→ Prompt:
Up to and including the line with "event is encountered.", please reproduce the lines below exactly, beginning with the first.

Records from a data source
PR #9598, opened 2023-02-16
web: Allow context menu to work on iOS using PointerEvents

danielhjacobs:
Supersedes https://github.com/ruffle-rs/ruffle/pull/9575

### DIFF
--- a/web/packages/core/src/ruffle-player.ts
+++ b/web/packages/core/src/ruffle-player.ts
@@ -133,6 +133,9 @@ export class RufflePlayer extends HTMLElement {
     // Whether this device is a touch device.
     // Set to true when a touch event is encountered.
     private isTouch = false;
+    // Whether this device sends contextmenu events.
+    // Set to true when a contextmenu event is seen.
+    private contextMenuSupported = false;
 
     // The effective config loaded upon `.load()`.
     private loadedConfig: Required<Config> = DEFAULT_CONFIG;
@@ -221,10 +224,21 @@ export class RufflePlayer extends HTMLElement {
         this.preloader = this.shadow.getElementById("preloader")!;
 
         this.contextMenuElement = this.shadow.getElementById("context-menu")!;
-        this.addEventListener("contextmenu", this.noContextMenu.bind(this));
-        this.addEventListener("pointerdown", this.pointerDown.bind(this));
-        this.addEventListener("pointerup", this.clearLongPressTimer.bind(this));
-        this.addEventListener(
+        window.addEventListener("contextmenu", this.contextMenu.bind(this), {
+            once: true,
+        });
+        window.addEventListener("pointerdown", this.pointerDown.bind(this));
+        window.addEventListener("pointerup", this.hideContextMenu.bind(this));
+        this.addEventListener("contextmenu", this.showContextMenu.bind(this));
+        this.container.addEventListener(
+            "pointerdown",
+            this.startLongPressTimer.bind(this)
+        );
+        this.container.addEventListener(
+            "pointerup",
+            this.checkLongPress.bind(this)
+        );
+        this.container.addEventListener(
             "pointercancel",
             this.clearLongPressTimer.bind(this)
         );
@@ -237,7 +251,6 @@ export class RufflePlayer extends HTMLElement {
             "webkitfullscreenchange",
             this.fullScreenChange.bind(this)
         );
-        window.addEventListener("click", this.hideContextMenu.bind(this));
 
         this.instance = null;
         this.onFSCommand = null;
@@ -778,19 +791,13 @@ export class RufflePlayer extends HTMLElement {
     }
 
     private pointerDown(event: PointerEvent): void {
-        if (event.pointerType === "mouse" && event.button === 2) {
-            this.showContextMenu.bind(this)(event);
-        }
-        // Give option to disable context menu when touch support is being used
-        // to avoid a long press triggering the context menu. (#1972)
         if (event.pointerType === "touch" || event.pointerType === "pen") {
             this.isTouch = true;
-            this.clearLongPressTimer.bind(this)(event);
-            this.longPressTimer = setTimeout(
-                () => this.showContextMenu.bind(this)(event),
-                this.longPressTimeout
-            );
         }
+    }
+
+    private contextMenu(): void {
+        this.contextMenuSupported = true;
     }
 
     /**
@@ -893,6 +900,8 @@ export class RufflePlayer extends HTMLElement {
                 window.open(RUFFLE_ORIGIN, "_blank");
             },
         });
+        // Give option to disable context menu when touch support is being used
+        // to avoid a long press triggering the context menu. (#1972)
         if (this.isTouch) {
             items.push(null);
             items.push({
@@ -903,18 +912,34 @@ export class RufflePlayer extends HTMLElement {
         return items;
     }
 
-    private clearLongPressTimer(e: PointerEvent): void {
-        if (this.longPressTimer && e.pointerType !== "mouse") {
+    private clearLongPressTimer(): void {
+        if (this.longPressTimer) {
             clearTimeout(this.longPressTimer);
             this.longPressTimer = null;
         }
     }
 
-    private noContextMenu(e: MouseEvent): void {
-        e.preventDefault();
+    private startLongPressTimer(): void {
+        this.clearLongPressTimer();
+        this.longPressTimer = setTimeout(
+            () => this.clearLongPressTimer(),
+            this.longPressTimeout
+        );
     }
 
-    private showContextMenu(e: PointerEvent): void {
+    private checkLongPress(event: PointerEvent): void {
+        if (this.longPressTimer) {
+            this.clearLongPressTimer();
+        } else if (
+            !this.contextMenuSupported &&
+            event.pointerType !== "mouse"
+        ) {
+            this.showContextMenu(event);
+        }
+        event.stopPropagation();
+    }
+
+    private showContextMenu(e: MouseEvent | PointerEvent): void {
         e.preventDefault();
 
         if (
@@ -961,7 +986,7 @@ export class RufflePlayer extends HTMLElement {
                 this.contextMenuElement.appendChild(menuItem);
 
                 if (enabled !== false) {
-                    menuItem.addEventListener("click", onClick);
+                    menuItem.addEventListener("pointerup", onClick);
                 } else {
                     menuItem.classList.add("disabled");
                 }
--- a/web/packages/core/src/ruffle-player.ts
+++ b/web/packages/core/src/ruffle-player.ts
@@ -928,6 +928,18 @@ export class RufflePlayer extends HTMLElement {
     }
 
     private checkLongPress(event: PointerEvent): void {
+        // The is fired as a pointerup event on the container
+        // However, pointerup on the window will dismiss the context menu
+        // To stop the contextmenu from being dismissed immediately, we stopPropagation:
+        // 1) If a mouse did not fire this event and longPressTimer is not active
+        // (there was a previous event that cleared it)
+        // 2) If this pointerup event was fired by right-click on a mouse
+        if (
+            (!this.longPressTimer && event.pointerType !== "mouse") ||
+            (event.pointerType === "mouse" && event.button === 2)
+        ) {
+            event.stopPropagation();
+        }
         if (this.longPressTimer) {
             this.clearLongPressTimer();
         } else if (
@@ -936,7 +948,6 @@ export class RufflePlayer extends HTMLElement {
         ) {
             this.showContextMenu(event);
         }
-        event.stopPropagation();
     }
 
     private showContextMenu(e: MouseEvent | PointerEvent): void {
--- a/web/packages/core/src/ruffle-player.ts
+++ b/web/packages/core/src/ruffle-player.ts
@@ -148,6 +148,8 @@ export class RufflePlayer extends HTMLElement {
     private _cachedDebugInfo: string | null = null;
 
     private isExtension = false;
+    private longPressTimer: ReturnType<typeof setTimeout> | null = null;
+    private longPressTimeout = 800;
 
     /**
      * Triggered when a movie metadata has been loaded (such as movie width and height).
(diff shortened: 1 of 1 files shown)


web/packages/core/src/ruffle-player.ts
```diff
@@ -220,8 +222,14 @@ export class RufflePlayer extends HTMLElement {
         this.preloader = this.shadow.getElementById("preloader")!;
 
         this.contextMenuElement = this.shadow.getElementById("context-menu")!;
-        this.addEventListener("contextmenu", this.showContextMenu.bind(this));
+        this.addEventListener("contextmenu", this.noContextMenu.bind(this));
```
relrelb, line 225: Wouldn't this break context menu on desktop (where `contextmenu` is triggered by a right-click)?

web/packages/core/src/ruffle-player.ts
```diff
@@ -772,10 +780,18 @@ export class RufflePlayer extends HTMLElement {
     }
 
     private pointerDown(event: PointerEvent): void {
+        if (event.pointerType === "mouse" && event.button === 2) {
+            this.showContextMenu.bind(this)(event);
```
relrelb, line 784: The `.bind(this)` is totally redundant (here and in other places).

web/packages/core/src/ruffle-player.ts
n0samu: No because pointer events cover mouse events and touch events. See the code near your other comment for how mouse pointer events are handled. The "contextmenu" event is blocked here simply to prevent the default browser context menu from appearing.

web/packages/core/src/ruffle-player.ts
n0samu: Ah right, here's some more info about that: https://javascript.info/bind
Basically it's only necessary when the function is being passed to something outside the object, like the setTimeout function.

web/packages/core/src/ruffle-player.ts
relrelb: Got it, but I still feel like using the `contextmenu` event is preferred when available, to avoid simulating its (not no complex, but still) logic ourselves. This can be accomplished by skipping the added functionality in the `pointerdown` handler if the `contextmenu` event is available, which can be checked via:
```js
"oncontextmenu" in window
```

n0samu: It's worth noting that Flash Player's context menu behavior is closer to this behavior than that of the default `contextmenu` event. Flash Player's context menu appears on rightMouseButtonDown, while the `contextmenu` event is fired on rightMouseButtonUp.

n0samu: Also, I just checked, and `"oncontextmenu" in window` returns `true` on my iPhone.

danielhjacobs: > "oncontextmenu" in window returns true on iPhone.

This is the issue and the reason I can't use feature detection even though I wanted to too. I asked Adrian to check on discord and he found that this was the case. It's because the context menu event can fire when you plug a Bluetooth mouse into an iPhone. Just not with long press.

danielhjacobs: It's also arguably better to use the same or similar logic for both desktop and phones. Also the noContextMenu function is because without this function on desktop right click would show the default browser context menu above the Ruffle context menu.

web/packages/core/src/ruffle-player.ts
danielhjacobs: Wasn't sure about this. I'll remove these instances.

danielhjacobs:
nosamu mentioned making changes to use the pointerUp event instead of the click event to dismiss the context menu, use stopPropagation when creating the contextMenu, and show the context menu on pointerup instead of pointerdown. Apparently without those changes, on iOS, it seems like the click event is still getting fired after nosamu releases the long press, which either immediately selects an option on the menu or immediately dismisses the menu. As I do not have iOS, I cannot test those kinds of changes, so nosamu is going to creating a commit on this branch on my fork with those changes when possible, and I'll merge them here.

web/packages/core/src/ruffle-player.ts
danielhjacobs: nosamu added the same type of feature detection isTouch has.

web/packages/core/src/ruffle-player.ts
```diff
@@ -772,13 +793,15 @@ export class RufflePlayer extends HTMLElement {
...
     private pointerDown(event: PointerEvent): void {
-        // Give option to disable context menu when touch support is being used
-        // to avoid a long press triggering the context menu. (#1972)
         if (event.pointerType === "touch" || event.pointerType === "pen") {
             this.isTouch = true;
         }
     }
 
+    private contextMenu(): void {
+        this.contextMenuSupported = true;
```
relrelb, line 802: Maybe move this to `showContextMenu()`?

web/packages/core/src/ruffle-player.ts
```diff
@@ -883,7 +908,45 @@ export class RufflePlayer extends HTMLElement {
...
+            this.clearLongPressTimer();
+        } else if (
+            !this.contextMenuSupported &&
+            event.pointerType !== "mouse"
+        ) {
+            this.showContextMenu(event);
+        }
+    }
+
+    private showContextMenu(e: MouseEvent | PointerEvent): void {
```
relrelb, line 949: While here, let's rename `e` to `event`.

web/packages/core/src/ruffle-player.ts
```diff
@@ -149,6 +152,8 @@ export class RufflePlayer extends HTMLElement {
     private _cachedDebugInfo: string | null = null;
 
     private isExtension = false;
+    private longPressTimer: ReturnType<typeof setTimeout> | null = null;
+    private longPressTimeout = 800;
```
relrelb, line 156: I think it's more appropriate to define this as `const` (even inside the body of `startLongPressTimer()` itself).

web/packages/core/src/ruffle-player.ts
```diff
@@ -149,6 +152,8 @@ export class RufflePlayer extends HTMLElement {
     private _cachedDebugInfo: string | null = null;
 
     private isExtension = false;
+    private longPressTimer: ReturnType<typeof setTimeout> | null = null;
```
relrelb, line 155: Actually, now it seems like `setTimeout` is not need at all, since we only actively check whether the given timeout has elapsed or not, rather than passively waiting for a callback to be triggered.
So, instead we can simply store the last timestamp a `pointdown` occurred (via `Date.now()`), then in `checkLongPress()` compare it against the current timestamp to tell whether enough time has elapsed.

relrelb:
I didn't test this, but I think that multi-touch isn't handled properly (i.e. touching with a second finger would "override" the timeout of the first one). Maybe we should track each "finger" separately?
See more info about multi-touch events at: https://developer.mozilla.org/en-US/docs/Web/API/Pointer_events/Multi-touch_interaction

web/packages/core/src/ruffle-player.ts
relrelb: On a second thought maybe showing the context menu on `pointerup` can be inconvenient. It makes sense with a right-click, but with touch the user might not know how long they need to keep touching. Also context menu on Android is shown when still touching (and I believe on iOS as well).
If so, maybe we should return back to `pointerdown` and which case you can scratch my previous comment.

web/packages/core/src/ruffle-player.ts
danielhjacobs: `showContextMenu()` is not just fired on the contextmenu event. It is also fired in checkLongPress. Though this could be done if switching to nosamu's code from https://github.com/ruffle-rs/ruffle/compare/master...n0samu:ruffle:ios_pointer_event_3, which I actually happen to prefer. Namely, this can be added to the `if (e.type === "contextmenu")`  condition within `showContextMenu()`. However, this is currently a `once` event, and would not be with that change, not that that probably matters.

web/packages/core/src/ruffle-player.ts
danielhjacobs: > So, instead we can simply store the last timestamp a `pointdown` occurred (via `Date.now()`), then in `checkLongPress()` compare it against the current timestamp to tell whether enough time has elapsed.

I'll be honest, I prefer setTimeout, even without a callback. Time comparisons in JavaScript are finicky, while `setTimeout` is a well-documented standard function of the language.

Also, the contextmenu behavior is the exact behavior that every context menu follows on Android, from popping up after a little under a second to appearing before releasing touch, everything is exactly as it is with every other context menu functionality, and therefore exactly matches what an Android user expects. The idea here is just to match that behavior with the behavior on an iPhone. Popping up the context menu on any touch (pointerdown) without waiting severely messes with the functionality of touch-based games. Needing to hide the context menu to do anything on touch-based games on mobile severely detracts from the usefulness of the options within it.

danielhjacobs: Also, I think clearTimeout is needed so it can be cancelled when touch is released before the elapsed time has passed.

n0samu: @relrelb Here is my attempt to make the iOS context menu work like it does on Android (on pointerdown instead of pointerup): https://github.com/n0samu/ruffle/commit/4a655bf1be9251c6684597cb2a10120c3c0c4e39
With the context menu appearing on the pointerdown event, now there is no way to stop the pointerup event from propagating and immediately closing the context menu. The only solution I found was to add an event listener, which itself adds another event listener that finally closes the context menu. That way the context menu closes after the second pointerup event that is received, not the first (which fires immediately after the user lifts their finger).

However, I think this is a considerably worse user experience and would take far too much effort to improve. The context menu appears where the user's touch began, since that is the location of the pointerdown event. If we wanted the context menu to appear in the right place, we would need to store the user's current finger position and update it on every pointermove event. And then we have the problem of detecting "long presses": how do we detect that the user's finger moved "too far" for this to be a long press? It's pretty annoying for the context menu to appear while you're sliding your finger. It's comparatively less annoying for it to appear after you lift your finger (though it's still not ideal).

So can we please leave things as-is and proceed with merging this PR?

n0samu:
@danielhjacobs Thanks for your work on this! I tested the latest commit on iOS and it's still working great.

@relrelb Considering that the rest of Ruffle has no support for multitouch, I don't think it's quite reasonable to expect it here. It would be pretty complicated to implement.

web/packages/core/src/ruffle-player.ts
```diff
@@ -887,8 +903,49 @@ export class RufflePlayer extends HTMLElement {
...
+            longPressTimeout
+        );
+    }
+
+    private checkLongPress(event: PointerEvent): void {
+        if (this.longPressTimer) {
+            this.clearLongPressTimer();
+        } else if (
+            !this.contextMenuSupported &&
+            event.pointerType !== "mouse"
```
relrelb, line 927: nit: Do we can to check for `event.pointerType === "touch" || event.pointerType === "pen"` like we do in `pointerDown()`?

web/packages/core/src/ruffle-player.ts
relrelb: @n0samu Good arguments - I wasn't aware of them and they do make sense.
Indeed simulating UI logic can be an headache, but IIUC even under the current approach, if the user drags their finger "too far" for at least 800ms, then a context menu will be shown as well. The only difference is that this will happen when the finger is lifted, am I right?
So considering this, it seems like the "too far" case should be detected either way. I think this can implemented relatively easily - In `startLongPressTimer()` store the starting coordinates, then in `checkLongPress()` compare the distance between the starting and final coordinates against some threshold. If it's too far - don't show a context menu.
However this is only a partial implementation, since a context menu would still be shown when the finger is dragged a long distance but lifed just where it started... To handle this case the `pointermove` event should be used like you mentioned.

Which approach should be taken? I'm not sure. We just need to decide which is "good enough".

n0samu: > The only difference is that this will happen when the finger is lifted, am I right?

Yes that's right.

As for the "too far" behavior, I'm not familiar enough with Android to say how it works or if it even works that way at all. And tuning this behavior would require some experimentation. I'm not really up for all that.

relrelb: I'll try to summarize the conditions for a context menu on Android:
1. It is shown on `pointerdown` (doesn't wait for the finger to be lifted).
2. The finger must be kept "in place" for about 0.5-1 seconds.
3. If the finger is moved sooner, then the underlying text is selected.

I don't have an available iOS device, but I believe it behaves the same.
Anyway, I guess the current logic is fine enough, given that changing it further is going to be complex. Worst-case we'll get feedback from users and tune it accordingly.

So besides my 2 comments below, I see this PR ready to be merged.

danielhjacobs: Yeah, as nosamu mentioned switching from pointerup to pointerdown is complex. I also noticed the timing being somewhere between 0.5 and 1 seconds, which is why I guesstimated 0.8 seconds. And pointermove appears to fire at the slightest amount of movement, even the natural resting movement of your finger, so that's what makes the too far definition complex. I'll address the new comments in the next few hours.

web/packages/core/src/ruffle-player.ts
danielhjacobs: We could, though this check is arguably more inclusive of all possibilities: https://developer.mozilla.org/en-US/docs/Web/API/PointerEvent/pointerType#value:

> If the device type cannot be detected by the browser, the value can be an empty string (`""`). If the browser supports pointer device types other than those listed above, the value should be *vendor-prefixed* to avoid conflicting names for different types of devices.

I don't actually own or know of any devices with other pointer types, but they are documented.

danielhjacobs: So with that in mind, I can change this, change pointerDown to be consistent with this instead, or change nothing. What do you think is best?

relrelb: Do we even need this condition at all? I can't think of a scenario where `!this.contextMenuSupported` and `event.pointerType` is not "touch".
Unless I miss something, I think it can be removed.

danielhjacobs: From a theoretical perspective, you're correct. However, according to @n0samu on Discord: "the 'feature detection' method doesn't work unless you actually right-click" and "the solution to this problem is simple, just don't trigger the context menu on pointerup if the type of pointer is mouse". Perhaps a more accurate variabloe name would be `contextMenuTriggered` and perhaps this could use a comment.

danielhjacobs: That's because `this.contextMenuSupported` is set whenthe contextmenu event fires, but this check occurs on `pointerup`, which can fire either before or after the `contextmenu` event on different devices (linux and Windows differ here).

relrelb: Got it. So let's keep the code as-is and add the comment you wrote.

relrelb (approved):
LGTM! Sorry for the long back and forth...

danielhjacobs:
Thanks and no problem, mimicking this logic for iOS is tricky and it's good to try to do it the best way possible. I don't have write access to the repo, so I'll need you to merge the PR unless you think it needs other reviewers.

→ Answer for the task:
PR #9598, opened 2023-02-16
web: Allow context menu to work on iOS using PointerEvents

danielhjacobs:
Supersedes https://github.com/ruffle-rs/ruffle/pull/9575

### DIFF
--- a/web/packages/core/src/ruffle-player.ts
+++ b/web/packages/core/src/ruffle-player.ts
@@ -133,6 +133,9 @@ export class RufflePlayer extends HTMLElement {
     // Whether this device is a touch device.
     // Set to true when a touch event is encountered.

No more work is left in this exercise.